Deal Structuring – Practical Considerations
Abstract
In recent years, the mergers and acquisitions (M&A) landscape in India has undergone a marked transformation, both in volume and in complexity. There has been a noticeable rise in corporate transactions. This has predominantly happened due to business expansion, surge in investment and strategic mergers. This shift has moved deal-making away from just ticking regulatory boxes and ensuring compliance to a more thoughtful, strategy-driven approach to structure transactions. Where earlier, transactions were often linear and templatised, today’s transactions demand a multi-dimensional approach that balances legal risk, commercial viability, tax efficiency, and regulatory alignment. With this shift, legal advisers are now involved in shaping the structure of transactions right from the pre–term sheet stage.
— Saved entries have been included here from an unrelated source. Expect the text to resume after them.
Issue #330, opened 2020-01-03
support the cookie as token source (token_from) for JWT authenticator


ngrigoriev:
**Is your feature request related to a problem? Please describe.**

According to the Oathkeeper documentation the "jwt" authenticator can fetch the token from either a named HTTP header or from the query parameter. At the same time, "oauth2_introspection" authenticator supports the named cookie as source. It would be great to support the cookie source for "jwt" authenticator as well.

**Describe the solution you'd like**

I may be wrong but it looks like it may be already supported, authenticator_jwt.go calls helper.BearerTokenFromRequest() to get the token and this function does support all 3 sources. Is it possible that this is just a missed point in the documentation?

Thanks!

aeneasr:
Yes, I believe this is just a docs issue!

ngrigoriev:
I am trying to add the unit tests for this + update the schema

PR #331, opened 2020-01-07
pipeline/authn: add unit test for token_from->cookie for both jwt and oauth2_introspection authenticators (#330)

ngrigoriev:
pipeline/authn: add unit test for token_from->cookie for both jwt and oauth2_introspection authenticators (#330)

Update the schemas to add missing cookie config element

Signed-off-by: Grigoriev, Nikolai <ngrigoriev@gmail.com>

## Proposed changes

Add both negative and positive unit tests for both authenticators for "cookie" token origin

## Checklist

- [X] I have read the [contributing guidelines](../blob/master/CONTRIBUTING.md)
- [X] I have read the [security policy](../security/policy)
      the changes.
- [X] I have added tests that prove my fix is effective or that my feature works
- [x] Separate PR is provided for docs repo

### DIFF
--- a/.schemas/authenticators.jwt.schema.json
+++ b/.schemas/authenticators.jwt.schema.json
@@ -52,7 +52,7 @@
     },
     "token_from": {
       "title": "Token From",
-      "description": "The location of the token.\n If not configured, the token will be received from a default location - 'Authorization' header.\n One and only one location (header or query) must be specified.",
+      "description": "The location of the token.\n If not configured, the token will be received from a default location - 'Authorization' header.\n One and only one location (header, query, or cookie) must be specified.",
       "oneOf": [
         {
           "type": "object",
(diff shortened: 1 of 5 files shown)


aeneasr:
Nice! This looks good - as I mentioned in the docs PR I'd like the schema changes to be updated here as well, otherwise this is good to go!

ngrigoriev:
OK, I have verified the difference - for the affected section there was an empty line that I slipped into the schema in the docs repository. Since I have reverted the change there, this should be good, I think. BTW, I have noticed that the schema files in docs and here are slightly different, looks like the arrays are formatted differently.

aeneasr:
Ok perfect!

> BTW, I have noticed that the schema files in docs and here are slightly different, looks like the arrays are formatted differently.

Yeah we're prettifying the files in ory/docs which can lead to slightly different formatting :)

Structuring decisions are increasingly driven by commercial strategy, whether it is to mitigate risks, isolate regulatory exposure, facilitate future capital infusions, or enable seamless exits. These commercial strategies are to be optimised within the sector-specific regulatory frameworks, competition law thresholds, and industry licensing regimes, which exert a defining influence on the structure. Cross-border transactions add yet another layer of complexity, involving foreign exchange considerations, tax treaty navigation, and jurisdictional enforcement risks.